Firewall rules

CDP requires that you pre-create a set of firewall rules allowing your organization SSH and UI access to CDP and allowing internal communication between CDP components. CDP does not offer an option to create these firewall rules for you.

You have two options:

Option VPC type supported for this option What to do during environment registration
  • You create all required firewall rules at the VPC level.
Per project VPC

Shared VPC

In this case, you do not provide them to CDP during environment registration (That is, during environment registration you select "Do not create firewall rule").
  • You create the intravpc firewall rule at the VPC level.
  • Then, you create firewall rules for SSH and UI access via the security access mechanism in the Google Cloud UI.
  • If you need to create additional firewall rules (for example if you are not planning to use CCM and you need to open ports 9443 and 443 for CDP), you should create these at the VPC level.
Per project VPC In this case, you should select the firewall rules created for SSH and UI access during environment registration

Firewall rule requirements

You can add firewall rules in Google Cloud directly at the VPC level or via the security access control mechanism from VPC network > Firewall > Create firewall rule. For instructions on how to create and manage firewall rules in GCP, refer to Using firewall rules in Google documentation.
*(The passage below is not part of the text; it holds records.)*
PR #392, opened 2012-09-30
Implement final overloads

ghost:


compiler/src/analyzer.cpp
```diff
@@ -1832,6 +1832,14 @@ InvokeEntry* analyzeCallable(ObjectPtr x,
         matchFailureError(failures);
     }
 
+    if (x->finalCheck) {//Check final overload
+        x->finalCheck = false;
+        InvokeEntry* entry2 = lookupInvokeEntry(x, argsKey, argsTempness, failures);
+        if (entry2 != NULL)
+            matchFinalError(failures);
+        x->finalCheck = true;
+    }
```
jckarter, line 1841: Couldn't this be done entirely in lookupInvokeEntry? Search through the candidates, and if you find a matching non-final overload, return that overload; if you find a matching final overload, save it off and continue searching; if you find another final overload, return an error; if you reach the end, return the final overload, if any.

PR #421, opened 2012-10-15
algorithms.clay: add join with no separator (concat)

galchinsky:
join("", seq) is good, but somethimes there's no way to create an empty sequence


jckarter:
`join` with no separator is `cat`.

jckarter:
Oh, I see, you want to concat a sequence of sequences. Looks good.

PR #393, opened 2020-04-01
Use safe mutation parameters to favor purely random generation

ggrieco-tob:


arcz:
what about same config in `examples/solidity/basic/default.yaml`? it is still `[1,1,1]`

ggrieco-tob:
Good catch, the tests are not failing if the default values do not match.

PR #394, opened 2020-04-01
fix dockerfile maybe

incertia:


reaperhulk:
You can shrink this docker image a bit more by adding `&& apt-get clean` to the end of that apt command to nuke the apt index and cache.

reaperhulk:
Also why is line 3 there? (That's not part of this diff, I'm just askin' questions)

PR #403, opened 2020-04-05
Corrected corpus prioritization usage and added comments

ggrieco-tob:


lib/Echidna/Campaign.hs
```diff
@@ -249,8 +248,10 @@ seqMutators (c1, c2, c3) = fromList
   where -- Use the generated random transactions
         cnm _ _          = return
         mut flp ql ctxs gtxs = do
-          let five_percent = 1 + (DS.size ctxs `div` 20)
-          rtxs <- fromList $ map (second fromInteger) $ take five_percent $ DS.toDescList ctxs
+          let some_percent = if (fst . DS.findMax) ctxs > 1   -- if the corpus already contains new elements
```
arcz, line 251: is there a reason why `some_percent` is snake case?

ggrieco-tob: Not really, let me fix that.

ggrieco-tob: Done, please check and re-approve if possible.

PR #410, opened 2020-04-07
Fixed coverage counting when a contract is deployed multiple times

ggrieco-tob:
This PR will fix how coverage is counted when multiple contracts are deployed more than once, to avoid counting several times.

### DIFF
--- a/lib/Echidna/Campaign.hs
+++ b/lib/Echidna/Campaign.hs
@@ -31,6 +31,7 @@ import Data.Traversable (traverse)
 import EVM
 import EVM.ABI (getAbi, AbiType(AbiAddressType), AbiValue(AbiAddress))
 import EVM.Types (Addr)
+import EVM.Keccak (keccak)
 import Numeric (showHex)
 import System.Random (mkStdGen)
 
@@ -121,7 +122,7 @@ data Campaign = Campaign { _tests       :: [(SolTest, TestState)]
 instance ToJSON Campaign where
   toJSON (Campaign ts co gi _ _ _ _) = object $ ("tests", toJSON $ mapMaybe format ts)
     : ((if co == mempty then [] else [
-    ("coverage",) . toJSON . mapKeys (`showHex` "") $ DF.toList <$> co]) ++
+    ("coverage",) . toJSON . mapKeys (("0x" ++) . (`showHex` "") . keccak) $ DF.toList <$> co]) ++
        [(("maxgas",) . toJSON . toList) gi | gi /= mempty]) where
         format (Right _,      Open _) = Nothing
         format (Right (n, _), s)      = Just ("assertion in " <> n, toJSON s)
--- a/lib/Echidna/Exec.hs
+++ b/lib/Echidna/Exec.hs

The firewall rules that you add should:

  • Allow the instances in the VPC to connect with each other using TCP and UDP protocols on any port. To achieve this, add a TCP/UDP rule that is set to the subnet IP range. This is required for internal communication within the VPC. As an example, see the intravpcconnection firewall rule, which is set to the subnet IP range (10.0.0.0/16) in the following screenshot:
  • Open TCP ports 22 and 443 to allow access from your organization's CIDR.
  • If not using CCM, also open TCP port 9443 to allow access from CDP CIDR.
  • If not using CCM, also open TCP port 443 to allow access from CDP CIDR. This is required for the gateway nodes.
  • Open TCP/UDP ports 0-65535 to your VPC’s CIDR (for example 10.10.0.0/16) and your subnet’s CIDR (for example 10.0.2.0/24).
  • Allow ICMP traffic from your internal VPC CIDR (for example 10.10.0.0/16).